AIM OF THE EXERCISE: Every line of the material that includes the word "runners" is to be shown.

RECORDS TO USE:
**********

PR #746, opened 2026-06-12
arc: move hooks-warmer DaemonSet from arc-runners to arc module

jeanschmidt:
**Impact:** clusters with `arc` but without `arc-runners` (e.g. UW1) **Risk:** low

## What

**********

TASK RESULT:
arc: move hooks-warmer DaemonSet from arc-runners to arc module
**Impact:** clusters with `arc` but without `arc-runners` (e.g. UW1) **Risk:** low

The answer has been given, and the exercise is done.